• [Goal of the exercise] Check every line below for the string "links". Copy the ones that have it.

┏━━

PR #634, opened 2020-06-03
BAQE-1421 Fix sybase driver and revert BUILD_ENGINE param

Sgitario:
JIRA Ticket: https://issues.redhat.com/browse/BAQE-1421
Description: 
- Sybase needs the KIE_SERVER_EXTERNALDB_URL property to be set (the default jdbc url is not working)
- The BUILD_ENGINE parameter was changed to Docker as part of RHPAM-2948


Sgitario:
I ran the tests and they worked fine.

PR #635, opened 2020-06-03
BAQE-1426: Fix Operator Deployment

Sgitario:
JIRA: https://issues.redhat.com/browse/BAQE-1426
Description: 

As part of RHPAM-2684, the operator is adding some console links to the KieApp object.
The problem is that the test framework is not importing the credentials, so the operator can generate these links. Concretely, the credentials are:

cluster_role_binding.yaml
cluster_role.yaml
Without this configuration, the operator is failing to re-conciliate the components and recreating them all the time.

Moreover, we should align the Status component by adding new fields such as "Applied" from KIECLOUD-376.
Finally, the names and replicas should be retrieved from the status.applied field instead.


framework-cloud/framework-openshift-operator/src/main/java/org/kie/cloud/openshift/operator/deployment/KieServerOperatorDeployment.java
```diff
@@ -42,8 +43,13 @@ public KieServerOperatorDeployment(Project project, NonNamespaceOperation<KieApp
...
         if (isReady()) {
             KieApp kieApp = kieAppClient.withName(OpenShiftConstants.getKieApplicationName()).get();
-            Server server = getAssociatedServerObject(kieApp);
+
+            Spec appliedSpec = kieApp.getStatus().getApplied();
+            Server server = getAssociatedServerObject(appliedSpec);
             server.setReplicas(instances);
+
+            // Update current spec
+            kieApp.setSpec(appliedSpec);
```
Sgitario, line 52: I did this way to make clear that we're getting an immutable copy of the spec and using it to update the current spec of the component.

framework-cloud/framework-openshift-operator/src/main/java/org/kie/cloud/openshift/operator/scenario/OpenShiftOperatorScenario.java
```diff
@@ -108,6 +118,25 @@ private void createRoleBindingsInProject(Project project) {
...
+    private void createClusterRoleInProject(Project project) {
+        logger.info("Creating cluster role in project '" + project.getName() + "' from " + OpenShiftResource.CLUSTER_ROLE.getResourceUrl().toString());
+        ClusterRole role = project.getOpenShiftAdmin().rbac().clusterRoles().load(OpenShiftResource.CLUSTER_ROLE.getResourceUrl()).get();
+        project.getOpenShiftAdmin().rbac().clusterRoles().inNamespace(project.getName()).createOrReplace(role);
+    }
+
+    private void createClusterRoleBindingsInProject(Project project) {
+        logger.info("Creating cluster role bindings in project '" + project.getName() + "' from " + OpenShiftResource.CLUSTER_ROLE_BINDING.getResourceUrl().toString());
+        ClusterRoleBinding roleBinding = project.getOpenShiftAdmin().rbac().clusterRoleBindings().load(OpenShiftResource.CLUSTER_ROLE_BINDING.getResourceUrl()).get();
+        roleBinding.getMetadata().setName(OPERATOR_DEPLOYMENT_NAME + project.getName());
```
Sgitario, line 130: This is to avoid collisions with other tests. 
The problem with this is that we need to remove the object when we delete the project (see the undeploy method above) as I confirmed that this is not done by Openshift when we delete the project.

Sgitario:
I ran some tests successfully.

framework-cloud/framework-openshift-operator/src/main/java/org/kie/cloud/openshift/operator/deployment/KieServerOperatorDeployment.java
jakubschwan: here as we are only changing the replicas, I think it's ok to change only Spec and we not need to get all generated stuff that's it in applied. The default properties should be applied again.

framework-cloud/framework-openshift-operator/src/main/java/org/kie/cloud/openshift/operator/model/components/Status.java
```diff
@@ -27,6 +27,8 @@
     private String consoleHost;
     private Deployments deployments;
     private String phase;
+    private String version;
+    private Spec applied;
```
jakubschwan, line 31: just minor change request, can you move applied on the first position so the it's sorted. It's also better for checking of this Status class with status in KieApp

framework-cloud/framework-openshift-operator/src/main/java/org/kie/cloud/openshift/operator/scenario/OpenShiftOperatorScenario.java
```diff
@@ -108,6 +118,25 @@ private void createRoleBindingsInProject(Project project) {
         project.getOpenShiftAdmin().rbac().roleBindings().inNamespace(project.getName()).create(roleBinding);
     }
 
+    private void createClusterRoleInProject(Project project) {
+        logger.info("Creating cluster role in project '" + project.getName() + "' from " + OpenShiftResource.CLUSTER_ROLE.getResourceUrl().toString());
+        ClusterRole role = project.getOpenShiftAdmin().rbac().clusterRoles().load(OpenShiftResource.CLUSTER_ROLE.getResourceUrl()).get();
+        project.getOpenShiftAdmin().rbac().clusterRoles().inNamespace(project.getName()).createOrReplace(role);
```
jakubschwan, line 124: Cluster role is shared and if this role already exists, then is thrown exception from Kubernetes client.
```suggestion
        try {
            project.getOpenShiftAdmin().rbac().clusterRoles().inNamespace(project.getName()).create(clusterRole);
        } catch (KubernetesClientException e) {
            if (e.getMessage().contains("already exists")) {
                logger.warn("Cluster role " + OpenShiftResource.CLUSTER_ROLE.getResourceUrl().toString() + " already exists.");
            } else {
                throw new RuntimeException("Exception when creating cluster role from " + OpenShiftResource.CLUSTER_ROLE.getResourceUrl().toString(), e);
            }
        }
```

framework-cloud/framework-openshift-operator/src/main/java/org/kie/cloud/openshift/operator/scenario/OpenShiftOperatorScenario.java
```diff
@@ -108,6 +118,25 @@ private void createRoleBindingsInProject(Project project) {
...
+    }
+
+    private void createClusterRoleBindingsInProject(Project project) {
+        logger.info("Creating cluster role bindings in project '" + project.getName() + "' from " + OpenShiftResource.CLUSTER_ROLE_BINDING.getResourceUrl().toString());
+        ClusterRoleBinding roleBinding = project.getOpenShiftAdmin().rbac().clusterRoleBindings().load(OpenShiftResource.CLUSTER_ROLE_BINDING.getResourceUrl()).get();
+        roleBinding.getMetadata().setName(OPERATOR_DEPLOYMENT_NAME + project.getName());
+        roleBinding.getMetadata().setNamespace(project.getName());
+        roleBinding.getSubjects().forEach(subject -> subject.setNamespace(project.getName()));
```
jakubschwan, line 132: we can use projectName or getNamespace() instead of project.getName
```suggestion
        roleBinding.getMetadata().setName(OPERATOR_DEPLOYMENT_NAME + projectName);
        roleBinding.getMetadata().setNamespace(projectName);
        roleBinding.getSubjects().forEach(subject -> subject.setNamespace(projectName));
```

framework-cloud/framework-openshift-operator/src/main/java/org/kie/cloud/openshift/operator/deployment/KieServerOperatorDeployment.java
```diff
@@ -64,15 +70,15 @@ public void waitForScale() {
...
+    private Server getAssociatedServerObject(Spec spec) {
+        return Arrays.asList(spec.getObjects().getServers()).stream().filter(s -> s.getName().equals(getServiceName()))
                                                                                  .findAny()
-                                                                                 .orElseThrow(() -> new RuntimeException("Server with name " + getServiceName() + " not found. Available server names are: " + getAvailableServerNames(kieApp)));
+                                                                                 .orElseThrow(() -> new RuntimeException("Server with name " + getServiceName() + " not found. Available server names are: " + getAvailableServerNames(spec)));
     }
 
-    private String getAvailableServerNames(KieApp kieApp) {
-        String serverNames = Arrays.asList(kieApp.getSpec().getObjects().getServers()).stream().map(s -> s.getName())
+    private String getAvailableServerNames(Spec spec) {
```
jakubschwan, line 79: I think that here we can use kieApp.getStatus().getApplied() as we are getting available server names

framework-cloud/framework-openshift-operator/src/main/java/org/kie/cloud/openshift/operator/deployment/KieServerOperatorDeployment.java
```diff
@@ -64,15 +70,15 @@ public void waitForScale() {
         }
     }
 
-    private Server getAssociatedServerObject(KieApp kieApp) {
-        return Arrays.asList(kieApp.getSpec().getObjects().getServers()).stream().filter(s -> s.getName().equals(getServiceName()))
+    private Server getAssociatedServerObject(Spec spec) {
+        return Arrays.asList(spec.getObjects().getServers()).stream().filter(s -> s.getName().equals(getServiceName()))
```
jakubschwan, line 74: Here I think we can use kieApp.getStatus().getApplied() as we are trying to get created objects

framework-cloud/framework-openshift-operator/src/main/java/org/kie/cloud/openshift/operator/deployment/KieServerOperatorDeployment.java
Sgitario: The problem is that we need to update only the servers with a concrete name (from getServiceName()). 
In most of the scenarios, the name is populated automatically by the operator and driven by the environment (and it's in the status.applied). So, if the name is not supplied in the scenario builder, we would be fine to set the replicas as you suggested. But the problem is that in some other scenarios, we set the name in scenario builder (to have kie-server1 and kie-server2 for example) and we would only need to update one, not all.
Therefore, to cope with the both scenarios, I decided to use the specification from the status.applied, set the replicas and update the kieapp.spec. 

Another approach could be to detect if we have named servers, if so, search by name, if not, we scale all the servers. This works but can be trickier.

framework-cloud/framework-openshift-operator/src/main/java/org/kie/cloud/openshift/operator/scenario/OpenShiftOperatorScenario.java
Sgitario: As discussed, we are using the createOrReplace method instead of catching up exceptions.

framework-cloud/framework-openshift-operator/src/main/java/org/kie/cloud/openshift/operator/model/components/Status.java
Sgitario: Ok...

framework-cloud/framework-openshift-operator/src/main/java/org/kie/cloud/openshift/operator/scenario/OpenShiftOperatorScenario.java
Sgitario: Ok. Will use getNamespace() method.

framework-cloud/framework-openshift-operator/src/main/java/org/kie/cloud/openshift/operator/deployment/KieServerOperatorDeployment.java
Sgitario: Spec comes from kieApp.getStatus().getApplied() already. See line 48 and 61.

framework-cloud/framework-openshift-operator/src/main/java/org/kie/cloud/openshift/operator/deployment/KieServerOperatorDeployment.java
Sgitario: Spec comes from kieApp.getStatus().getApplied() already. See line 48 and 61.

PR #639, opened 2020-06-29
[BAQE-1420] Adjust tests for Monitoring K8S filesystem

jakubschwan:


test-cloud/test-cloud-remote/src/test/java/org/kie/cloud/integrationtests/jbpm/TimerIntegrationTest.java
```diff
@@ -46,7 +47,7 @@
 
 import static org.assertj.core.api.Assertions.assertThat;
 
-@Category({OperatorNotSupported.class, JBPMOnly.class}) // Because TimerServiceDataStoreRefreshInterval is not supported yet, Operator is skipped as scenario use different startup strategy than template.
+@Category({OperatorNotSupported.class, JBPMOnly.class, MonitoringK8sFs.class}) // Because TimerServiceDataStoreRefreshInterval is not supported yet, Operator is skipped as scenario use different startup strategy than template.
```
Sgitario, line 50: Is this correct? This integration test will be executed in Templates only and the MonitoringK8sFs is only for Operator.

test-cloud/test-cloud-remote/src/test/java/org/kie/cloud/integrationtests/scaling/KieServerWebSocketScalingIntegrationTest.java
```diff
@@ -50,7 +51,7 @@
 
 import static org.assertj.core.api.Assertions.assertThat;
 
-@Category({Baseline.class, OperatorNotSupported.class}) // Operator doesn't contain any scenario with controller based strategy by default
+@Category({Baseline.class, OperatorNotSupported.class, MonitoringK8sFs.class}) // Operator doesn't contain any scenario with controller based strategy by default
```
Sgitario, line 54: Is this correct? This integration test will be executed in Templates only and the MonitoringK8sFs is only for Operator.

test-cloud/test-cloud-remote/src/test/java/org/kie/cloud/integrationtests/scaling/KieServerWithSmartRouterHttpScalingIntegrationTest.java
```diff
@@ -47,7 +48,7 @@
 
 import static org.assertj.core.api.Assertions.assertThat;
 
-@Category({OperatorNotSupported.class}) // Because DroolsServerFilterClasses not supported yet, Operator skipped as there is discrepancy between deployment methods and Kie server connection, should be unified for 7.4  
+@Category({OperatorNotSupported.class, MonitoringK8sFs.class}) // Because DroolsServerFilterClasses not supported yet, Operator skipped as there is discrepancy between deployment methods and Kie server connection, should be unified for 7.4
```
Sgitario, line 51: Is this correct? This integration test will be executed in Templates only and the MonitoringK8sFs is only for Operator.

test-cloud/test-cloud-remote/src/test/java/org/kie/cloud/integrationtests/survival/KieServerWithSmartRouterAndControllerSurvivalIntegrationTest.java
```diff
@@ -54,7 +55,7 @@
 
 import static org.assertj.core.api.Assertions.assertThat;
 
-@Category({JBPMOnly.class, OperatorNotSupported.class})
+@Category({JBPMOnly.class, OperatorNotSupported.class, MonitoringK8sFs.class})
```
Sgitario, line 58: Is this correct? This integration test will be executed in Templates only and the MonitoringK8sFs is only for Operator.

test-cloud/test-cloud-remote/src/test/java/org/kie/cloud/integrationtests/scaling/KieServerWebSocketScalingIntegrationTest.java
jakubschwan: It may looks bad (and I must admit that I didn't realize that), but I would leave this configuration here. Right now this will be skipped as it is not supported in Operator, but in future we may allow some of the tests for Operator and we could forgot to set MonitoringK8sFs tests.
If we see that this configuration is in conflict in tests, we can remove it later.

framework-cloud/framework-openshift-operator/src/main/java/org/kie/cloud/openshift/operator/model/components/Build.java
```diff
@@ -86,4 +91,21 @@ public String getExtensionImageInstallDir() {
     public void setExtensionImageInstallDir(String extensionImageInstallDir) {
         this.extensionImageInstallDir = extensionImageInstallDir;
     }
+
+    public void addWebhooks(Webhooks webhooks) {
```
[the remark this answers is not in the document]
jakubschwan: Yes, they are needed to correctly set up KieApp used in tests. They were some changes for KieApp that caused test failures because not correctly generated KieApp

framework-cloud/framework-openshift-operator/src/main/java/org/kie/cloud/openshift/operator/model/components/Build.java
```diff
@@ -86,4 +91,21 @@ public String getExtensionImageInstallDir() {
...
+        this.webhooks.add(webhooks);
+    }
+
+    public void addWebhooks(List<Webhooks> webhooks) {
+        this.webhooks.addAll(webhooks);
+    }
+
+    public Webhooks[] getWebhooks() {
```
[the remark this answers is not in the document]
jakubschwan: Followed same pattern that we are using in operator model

┗━━

• [Result]
As part of RHPAM-2684, the operator is adding some console links to the KieApp object.
The problem is that the test framework is not importing the credentials, so the operator can generate these links. Concretely, the credentials are:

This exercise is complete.